Can Afghanistan have both Peace and Women’s Rights?
This piece was originally published on Foreign Policy’s Afpak Channel, titled “Reconciliation and Women’s Rights: Easier Said Than Done”.
A recent report by Human Rights Watch calls on the government of Afghanistan to “ensure that all those who agree to the reconciliation process have made explicit their acceptance of the constitutional guarantees of equality for men and women.”
This is in reference to the planned dual processes of reconciliation, negotiations with high-level insurgent commanders, and reintegration, encouragement of lower level fighters to give up their arms.
However, how the government of Afghanistan is expected to achieve this is unclear. The weaknesses of the Karzai government and its many failures to adhere to the constitution in the past are mentioned several times in the report (specifically, pages 6, 34, and 43), as are the inherent contradictions in pursuing reconciliation with insurgent groups that are clearly ideologically opposed to any law that contradicts their version of Islamic law.

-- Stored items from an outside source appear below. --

PR #193, opened 2024-06-13
feat: use a generic Module type instead of Workshop or Tutorial 

joelhooks:
modules have a specific shape, so we can type them as such and they should be the same between tutorials and workshops.

loom tour: https://www.loom.com/share/0f7333c1aecd49adb7e7497f78eb20be?sid=6e6825c1-3325-4c49-a0cb-8b138d2b4046

shapes


apps/pro-nextjs/src/ability.ts
```diff
@@ -223,7 +224,7 @@ const isFreelyVisible = ({
 	}
 
 	const lessons = z
-		.array(ContentResourceResourceSchema)
+		.array(z.object({ resourceId: z.string() }))
```
joelhooks, line 227: below we only care that this one property exists so let's check for that instead of an entire tree that is very specific

apps/pro-nextjs/src/app/(content)/_components/video-player-overlay.tsx
```diff
@@ -22,7 +23,7 @@ import type { CompletedAction } from '@coursebuilder/ui/hooks/use-video-player-o
 export const CompletedLessonOverlay: React.FC<{
 	action: CompletedAction
 	resource: ContentResource | null
-	moduleResource: ContentResource | null
+	moduleResource: Module | null
```
joelhooks, line 26: a Module is more specific shape of content resource that has fields and resources we expect

apps/pro-nextjs/src/app/(content)/tips/[slug]/page.tsx
```diff
@@ -87,28 +87,12 @@ export default async function TipPage({
...
-						<Suspense
-							fallback={
-								<div className="px-5 sm:px-8">
-									<Skeleton className="h-16 w-full bg-gray-100" />
-								</div>
-							}
-						>
-							<TipBody tipLoader={tipLoader} />
-						</Suspense>
+						<TipBody tipLoader={tipLoader} />
```
Comment (joelhooks) [inline apps/pro-nextjs/src/app/(content)/tips/[slug]/page.tsx:90]: i don't think we need/want suspense boundaries around all of these things

apps/pro-nextjs/src/app/(content)/tutorials/[module]/[lesson]/(view)/page.tsx
```diff
@@ -67,24 +69,47 @@ export async function generateMetadata(
...
+				<LessonPage
+					lessonLoader={lessonLoader}
+					exerciseLoader={exerciseLoader}
+					moduleLoader={tutorialModuleLoader}
+					moduleProgressLoader={moduleProgressLoader}
+				/>
+			</LessonProvider>
+		</ModuleProvider>
+	)
+}
```
Comment (joelhooks) [inline apps/pro-nextjs/src/app/(content)/tutorials/[module]/[lesson]/(view)/page.tsx:100]: all the loaders, also playing with a couple providers for the deeper components like completion toggle (which I haven't updated yet)

apps/pro-nextjs/src/app/(content)/tutorials/[module]/[lesson]/(view)/page.tsx
```diff
@@ -67,24 +69,47 @@ export async function generateMetadata(
 
 export type Props = {
 	params: { lesson: string; module: string }
-	isSolution?: boolean
-	isExercise?: boolean
+	lessonPageType?: 'exercise' | 'solution' | 'default'
```
Comment (joelhooks) [inline apps/pro-nextjs/src/app/(content)/tutorials/[module]/[lesson]/(view)/page.tsx:72]: using a page type instead of booleans ftw

vojtaholik (approved):
⭐

PR #202, opened 2024-07-10
feat(vbd) add workshops routes for value-based design

zacjones93:
This adds workshops to vbd largely following structure of pronextjs

gif


zacjones93:
Not sure how to address the linting error: 

```
☔️ error course-builder-turbo has a dependency on @coursebuilder/eslint-config@0.0.4 but the version of @coursebuilder/eslint-config in the repo is 0.1.0 which is not within range of the depended on version, please update the dependency version
```

Creeland (approved):
Looks good. I don't see any obvious issues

As activist Wazhma Frogh tells HRW, “President Karzai himself has done many things against the Afghan constitution. There have been hundreds of things — including illegal things — that were against the constitution. What was the result? Nothing happened.” If the government itself does not have a strong record of upholding the constitution, how can it be expected to do so after bringing the Taliban into the fold?
The HRW report is important because it brings attention to the ongoing human rights abuses in Afghanistan, particularly the disproportionate targeting of women by the Taliban and other insurgent organizations. A vivid and terrifying picture is painted of the fear these women must go through in just trying to live a normal life. A number of recommendations are made for what the major players in Afghanistan should do (on pages 59 to 64). Apart from the unwavering adherence to the constitution mentioned above, there are also recommendations for greater female representation in decision-making processes and a repealing of the Amnesty Law, which grants amnesty to individuals who committed war crimes before the war began in 2001.

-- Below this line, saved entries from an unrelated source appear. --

PR #204, opened 2024-07-19
fix(pnjs): workshop saving

vojtaholik:
gif

### DIFF
--- a/apps/pro-nextjs/src/components/lesson-list/tree.tsx
+++ b/apps/pro-nextjs/src/components/lesson-list/tree.tsx
@@ -97,7 +97,7 @@ export default function Tree({
 			if (item.children.length > 0) {
 				for (const childItem of item.children) {
 					if (!childItem.itemData) continue
-					await updateResourcePosition({
+					return await updateResourcePosition({
 						currentParentResourceId: childItem.itemData.resourceOfId,
 						parentResourceId: item.itemData.resourceId,
 						resourceId: childItem.itemData.resourceId,
@@ -105,7 +105,7 @@ export default function Tree({
 					})
 				}
 			}
-			await updateResourcePosition({
+			return await updateResourcePosition({
 				currentParentResourceId: item.itemData.resourceOfId,
 				parentResourceId: rootResourceId,
 				resourceId: item.itemData.resourceId,
@@ -116,6 +116,10 @@ export default function Tree({
 
 	useEffect(() => {
 		if (lastAction === null) {
+			return
+		}
+
+		if (lastAction.type === 'toggle') {
 			return
 		}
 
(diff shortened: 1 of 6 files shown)


apps/pro-nextjs/src/components/lesson-list/tree.tsx
```diff
@@ -97,15 +97,15 @@ export default function Tree({
...
+					return await updateResourcePosition({
 						currentParentResourceId: childItem.itemData.resourceOfId,
 						parentResourceId: item.itemData.resourceId,
 						resourceId: childItem.itemData.resourceId,
 						position: item.children.indexOf(childItem),
 					})
 				}
 			}
-			await updateResourcePosition({
+			return await updateResourcePosition({
```
vojtaholik, line 108: return here to avoid looping forever

apps/pro-nextjs/src/components/lesson-list/tree.tsx
```diff
@@ -119,6 +119,10 @@ export default function Tree({
 			return
 		}
 
+		if (lastAction.type === 'toggle') {
```
vojtaholik, line 122: no saving necessary if we are just toggling section open

packages/ui/resources-crud/edit-resources-form-desktop.tsx
```diff
@@ -73,10 +73,8 @@ export function EditResourcesFormDesktop({
 	theme?: string
 }) {
 	const onSubmit = async (values: z.infer<typeof resourceSchema>) => {
-		const updatedResource = await updateResource(values)
-		if (updatedResource) {
-			onSave(updatedResource)
-		}
```
vojtaholik, line 79: `updatedResource` comes back with all its resources which can exceed server action size limit.

packages/ui/resources-crud/edit-resources-form-desktop.tsx
```diff
@@ -75,7 +75,7 @@ export function EditResourcesFormDesktop({
 	const onSubmit = async (values: z.infer<typeof resourceSchema>) => {
 		const updatedResource = await updateResource(values)
 		if (updatedResource) {
-			onSave(updatedResource)
+			return await onSave(updatedResource)
 		}
 	}
```
vojtaholik, line 80: image


I tracked the error down to this onSubmit function where we return `updatedResource` with all its `resources` into server function

apps/pro-nextjs/src/lib/workshops-query.ts
```diff
@@ -199,16 +199,22 @@ export async function updateWorkshop(input: Module) {
...
-		fields: {
-			...currentWorkshop.fields,
-			...input.fields,
-			slug: workshopSlug,
-		},
-	})
+	return {
+		...updatedWorkshop,
+		resources: {},
+	}
```
vojtaholik, line 219: `onUpdate` form is expecting to return `ContentResource` type across multiple apps and so instead of changing that I ended up passing empty resources here. I don't think we need them anyway

PR #215, opened 2024-07-25
feat(pnjs): module purchase validation abilities

vojtaholik:
Fixes PNJS-3

image

gif

### DIFF
--- a/apps/pro-nextjs/src/ability/index.ts
+++ b/apps/pro-nextjs/src/ability/index.ts
@@ -8,16 +8,38 @@ import {
 } from '@casl/ability'
 import z from 'zod'
 
-import { userSchema } from '@coursebuilder/core/schemas'
+import { userSchema, type Purchase } from '@coursebuilder/core/schemas'
 import { ContentResourceResourceSchema } from '@coursebuilder/core/schemas/content-resource-schema'
 import { ContentResource } from '@coursebuilder/core/types'
+
+import {
+	hasAvailableSeats,
+	hasBulkPurchase,
+	hasChargesForPurchases,
+} from './purchase-validators'
 
 export const UserSchema = userSchema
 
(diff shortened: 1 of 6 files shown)


apps/pro-nextjs/src/ability/index.ts
```diff
@@ -108,65 +127,59 @@ export function defineRulesForPurchases(
...
+			}
+
+			if (purchase.status === 'Restricted' && purchase.country !== country) {
+				return { valid: false, reason: 'region_restricted' }
+			}
+
+			// if (purchase.status === 'Restricted' && module.type === 'bonus') {
+			// 	return { valid: false, reason: 'region_restricted' }
+			// }
+
```
vojtaholik, line 149: bonus module type doesn't exist yet so I'm leaving it out

apps/pro-nextjs/src/ability/index.ts
```diff
@@ -108,65 +127,59 @@ export function defineRulesForPurchases(
...
+			userHasPurchaseWithAccess.some(
+				(purchase) => purchase.reason === 'region_restricted',
+			)
+		) {
+			can('read', 'RegionRestriction')
+		}
+	}
+
+	if (hasChargesForPurchases(purchases)) {
+		can('read', 'Invoice')
```
vojtaholik, line 173: I've noticed that CB uses `read` instead of `view` even though both are supported. I think I like `view` more.

apps/pro-nextjs/src/ability/purchase-validators.test.ts
```diff
@@ -0,0 +1,97 @@
+import type { Coupon, Purchase } from '@coursebuilder/core/schemas'
```
vojtaholik, line 1: test file taken from skill stack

However, it is difficult to read this report without coming to the conclusion that HRW’s recommendations are near impossible to implement. Great pains are taken to highlight the Taliban’s commitment to the brutal oppression of women and disdain for the constitution, and presumably they wouldn’t be so hot on a repeal of the Amnesty Law either. This is further coupled with a widely held belief that the main insurgent groups are not that interested in reconciliation in the first place.
Concerning women’s involvement in decision-making, the report argues that there is a prevailing culture of indifference among male Afghan decision makers, when it comes to upholding women’s rights, thus requiring adequate representation for women in the process itself. However, this is also a clear barrier to that representation, in the face of reconciliation efforts with insurgent groups even more violently misogynistic than any member of the government, it is unlikely that women’s representation in decision-making will be treated as a priority.
I applaud HRW’s work in drawing attention to the plight of Afghanistan’s women but when its recommendations for improving the situation are compared with the reality the NGO itself presents, it’s hard to envisage a situation where reconciliation is achieved and women’s rights, as well as general respect for the constitution, are upheld simultaneously.
Thus, we are left with another very important takeaway from this report. The reality is that these much needed recommendations may well be deal-breakers when it comes to reconciliation. Sadly, the emerging scenario is that something will have to give, and HRW is right to fear that it will probably be women who will suffer once again.